PR #1154, opened 2020-01-28
The great "it's" purge

pda:
Fix "it's" that should be "its", and a few "its" that should be "it's", plus one that should be neither.

These were mostly in internal code comments, but also some user-facing docs (CHANGELOG and CLI usage output).

FYI the low-tech way I did this:

```
rg --glob '!vendor' "it's" -l | xargs sed -i '' -e "s/it's/its/g"
git add -p     # manually decide
git restore .  # restore the ones I chose not to add
```

### DIFF
--- a/CHANGELOG.md
+++ b/CHANGELOG.md
@@ -765,7 +765,7 @@ No changes
 
 ## 3.0-beta.19 - 2017-03-29
 ### Added
-- `buildkite-agent start --disconnect-after-job` will run the agent, and automatically disconnect after running it's first job. This has sometimes been referred to as "one shot" mode and is useful when you spin up an environment per-job and want the agent to automatically disconnect once it's finished it's job
+- `buildkite-agent start --disconnect-after-job` will run the agent, and automatically disconnect after running its first job. This has sometimes been referred to as "one shot" mode and is useful when you spin up an environment per-job and want the agent to automatically disconnect once its finished its job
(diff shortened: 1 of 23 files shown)


CHANGELOG.md
```diff
@@ -765,7 +765,7 @@ No changes
 
 ## 3.0-beta.19 - 2017-03-29
 ### Added
-- `buildkite-agent start --disconnect-after-job` will run the agent, and automatically disconnect after running it's first job. This has sometimes been referred to as "one shot" mode and is useful when you spin up an environment per-job and want the agent to automatically disconnect once it's finished it's job
+- `buildkite-agent start --disconnect-after-job` will run the agent, and automatically disconnect after running its first job. This has sometimes been referred to as "one shot" mode and is useful when you spin up an environment per-job and want the agent to automatically disconnect once its finished its job
```
matthewd: Middle one

agent/job_runner.go
```diff
@@ -572,7 +572,7 @@ func (r *JobRunner) onProcessStartCallback() {
 			r.logger.Debug("[JobRunner] Routine that refreshes the job has finished")
 		}()
 		for {
-			// Re-get the job and check it's status to see if it's been
+			// Re-get the job and check its status to see if its been
```
matthewd: Last one

pda:
Nice spotting @matthewd. Semantic satiation indeed :confused:

PR #175, opened 2017-05-19
Update plot library

### LINKED ISSUE #168: Plot library's infer-bounds should be magnitude-aware
When using `infer-bounds` on a plot, the library computes the minimum and maximum x and y values, then expands their ranges by `OFFSET` in all four directions, where `OFFSET = 1`.  This leads to a lot of wasted space when the graph is of overall small-magnitude values.  (E.g., plotting `num-sin(x)` will use only the middle half of the graph area; plotting `num-sqr(num-sin(x))` will use only one-third of the available area.

I think a better heuristic would be, use `OFFSET = num-min((max-y - min-y) / 40, 1)`  The /40 quotient means that for small-range graphs you'll add 2.5% additional height above and below, for a total padding of 5%, while for large graphs (with a vertical range > 40), you'll add the same constant 1-unit padding you currently do.

sorawee:
- converting plot-list functions from accepting tables to lists
  (histogram, bar-chart, grouped-bar-chart)
- fix #168
- add display-* as aliases of render-* functions
- make bar chart display better (rotate text a little bit to avoid collision)

### DIFF
--- a/src/web/arr/trove/plot-list.arr
+++ b/src/web/arr/trove/plot-list.arr
@@ -175,38 +175,26 @@ fun check-base-window-options(options :: BaseWindowOptions) -> Nothing block:
 end
 
 sprintf = sprintf-maker()
+unsafe-equal = {(x :: Number, y :: Number): (x <= y) and (y <= x)}
 
 default-options = {<A>(x :: A): x}
 
-fun histogram(tab :: Table, n :: Number, options-generator :: WrappedHistogramWindowOptions) -> IM.Image block:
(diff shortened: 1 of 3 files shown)


sorawee:
@SDooman I have not done the following:

- Switch pie-chart in plot-list to accept lists
- Fix the drawing of pie chart when the text is long

jpolitz:
I didn't think of this consequence of just aliasing them:

image

I think this is fine, but it's interesting.

jpolitz:
Thanks for turning this around so quickly.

**Task details**
Lines in the listing above that contain the word "CHANGELOG" must be copied; leave out the rest.

**Solved problem**
These were mostly in internal code comments, but also some user-facing docs (CHANGELOG and CLI usage output).
--- a/CHANGELOG.md
+++ b/CHANGELOG.md
CHANGELOG.md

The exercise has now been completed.